Begegnungszentrum für aktive Gewaltlosigkeit

www.begegnungszentrum.at

================================================

Bericht über die 6. "Bil'in Konferenz für Volkswiderstand" im April 2011

„Wir fordern alle palästinensischen politischen Parteien und 
zivilgesellschaftlichen Organisationen dazu auf, sich gemeinsam hinter 
den gewaltlosen Volksaufstand zur Befreiung zu stellen“

Hochrangige ParteivertreterInnen des gesamten palästinensischen 
politischen Spektrums schlossen sich bei der sechsten jährlichen 
„Bil’in Konferenz für Volkswiderstand“ den hunderten 
palästinensischen, israelischen und internationalen 
zivilgesellschaftlichen AktivistInnen und VertreterInnen von 
Organisationen an. Zusammen forderten sie die nationale und 
internationale Gemeinschaft auf, sich vereint hinter den gewaltlosen 
Volkswiderstand zu stellen, was auch die Unterstützung von Boykott, 
Desinvestitionen und Sanktionen beinhaltet. Gewidmet wurde die 
Konferenz den ermordeten AktivistInnen Rachel Corrie, Vittorio 
Arrigoni, Bassem und Jawaher Abu Rahmah sowie Juliano Mer-Khamis.

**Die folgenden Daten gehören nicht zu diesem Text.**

PR #697, opened 2021-08-26
Add support for top level properties and delegated dispatch

BertanAygun:
Adds support for:
* Optional top level properties on RPC messages, and implementation of it for JSON and MessagePack formatters
* An option for JsonRpc implementations to handle dispatching of calls to target object to support scenarios like ordering calls, serializing calls without blocking JsonRpc stream.

### DIFF
--- a/src/StreamJsonRpc/JsonMessageFormatter.cs
+++ b/src/StreamJsonRpc/JsonMessageFormatter.cs
@@ -33,7 +33,7 @@ namespace StreamJsonRpc
     /// <remarks>
     /// Each instance of this class may only be used with a single <see cref="JsonRpc" /> instance.
     /// </remarks>
-    public class JsonMessageFormatter : IJsonRpcAsyncMessageTextFormatter, IJsonRpcFormatterState, IJsonRpcInstanceContainer, IDisposable
+    public class JsonMessageFormatter : IJsonRpcAsyncMessageTextFormatter, IJsonRpcFormatterState, IJsonRpcInstanceContainer, IJsonRpcMessageFactory, IDisposable
     {
         /// <summary>
         /// The key into an <see cref="Exception.Data"/> dictionary whose value may be a <see cref="JToken"/> that failed deserialization.
@@ -472,6 +472,24 @@ namespace StreamJsonRpc
         public object GetJsonText(JsonRpcMessage message) => throw new NotSupportedException();
 
         /// <inheritdoc/>
+        public Protocol.JsonRpcRequest CreateRequestMessage()
+        {
+            return new JsonRpcRequest(this);
+        }
+
+        /// <inheritdoc/>
+        public JsonRpcError CreateErrorMessage()
+        {
+            return new JsonRpcError();
+        }
+
+        /// <inheritdoc/>
+        public Protocol.JsonRpcResult CreateResultMessage()
+        {
+            return new JsonRpcResult(this.JsonSerializer);
+        }
+
+        /// <inheritdoc/>
         public void Dispose()
         {
             this.Dispose(true);
@@ -717,6 +735,19 @@ namespace StreamJsonRpc
                 }
             }
 
+            Dictionary<string, JToken?>? topLevelProperties = null;
+            JObject? topLevelPropertyObject = json["toplevelproperties"] as JObject;
+
+            if (topLevelPropertyObject is object)
+            {
+                topLevelProperties = new Dictionary<string, JToken?>();
+
+                foreach (JProperty property in topLevelPropertyObject.Properties())
+                {
+                    topLevelProperties[property.Name] = property.Value;
+                }
+            }
+
             return new JsonRpcRequest(this)
             {
                 RequestId = id,
@@ -724,6 +755,7 @@ namespace StreamJsonRpc
                 Arguments = arguments,
                 TraceParent = json.Value<string>("traceparent"),
                 TraceState = json.Value<string>("tracestate"),
+                TopLevelProperties = topLevelProperties,
             };
         }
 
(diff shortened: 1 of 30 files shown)


src/StreamJsonRpc/JsonMessageFormatter.cs
```diff
@@ -717,13 +735,27 @@ private JsonRpcRequest ReadRequest(JToken json)
                 }
             }
 
+            Dictionary<string, JToken?>? topLevelProperties = null;
+            JObject? topLevelPropertyObject = json["toplevelproperties"] as JObject;
```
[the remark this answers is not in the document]
AArnott: You could either just store the entire message in the `JsonRpcRequest` for later, or you might store just those top-level properties that you don't recognize as included in the JSON-RPC spec. In fact such a list of recognized properties would be good to share across formatters to block reading and writing of them through these new APIs.

src/StreamJsonRpc/JsonMessageFormatter.cs
```diff
@@ -866,6 +909,31 @@ public override bool TryGetArgumentByNameOrIndex(string? name, int position, Typ
 
                 return false;
             }
+
+            public override bool TryGetTopLevelProperty<T>(string name, [MaybeNull] out T value)
+            {
+                value = default;
+
+                JToken? serializedValue = null;
+                if (this.topLevelProperties?.TryGetValue(name, out serializedValue) is true)
```
AArnott, line 918: Aren't we going to add this capability to all message types? I thought we talked about adding version information from the RPC server to error messages, for example.

src/StreamJsonRpc/MessagePackFormatter.cs
```diff
@@ -2239,6 +2299,44 @@ public override bool TryGetArgumentByNameOrIndex(string? name, int position, Typ
                     this.formatter.deserializingMessageWithId = default;
                 }
```
AArnott, line 2300: Go ahead and throw. The caller can make the choice to trace, or retry with a different type to deserialize as, etc.

src/StreamJsonRpc/MessagePackFormatter.cs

Während der Eröffnungsrede appellierte der palästinensische 
Premierminister Fayyad an die internationale Gemeinschaft, sich für 
eine palästinensische Selbstbestimmung stark zu machen: „Die 
internationale Gemeinschaft muss sich dazu verpflichtet fühlen, für 
einen palästinensischen Staat innerhalb der Grenzen von 1967 zu werben 
und die für kommenden September geplante Unabhängigkeitserklärung zu 
unterstützen.“ Er forderte die internationale Gemeinschaft außerdem 
dazu auf, den palästinensischen gewaltlosen Widerstand zu 
unterstützen, und machte vor allem auf die kürzlich erfolgte 
Verhaftung von Bassem und Naji Tamini vom „Nabi Saleh Bürgerkomitee“ 
aufmerksam.

Cindy Corrie, Mutter der ermordeten „International Solidarity 
Movement“-Aktivistin Rachel Corrie, redete über die Tragödie, die alle 
Mütter, sowohl israelische als auch palästinensische, im Laufe dieses 
Konflikts durchleben mussten und müssen. Sie forderte die 
Zivilgesellschaft beider Seiten auf, auf Gewalt zu verzichten.

Über 20 DiplomatInnen aus aller Welt wohnten der Eröffnung bei, 
einschließlich Maxwell Berger, stellvertretender UN Sonderkoordinator 
für den Nahost-Friedensprozess, Christian Berger, Vertreter der 
Europäischen Kommission, und der Generalkonsule aus Spanien, 
Großbritannien, Italien, Belgien, Rumänien, Polen und Österreich. Die 
USA, Frankreich, Schweden, Deutschland, Tschechien, Ungarn und Irland 
hatten ebenfalls diplomatische Vertretungen entsendet.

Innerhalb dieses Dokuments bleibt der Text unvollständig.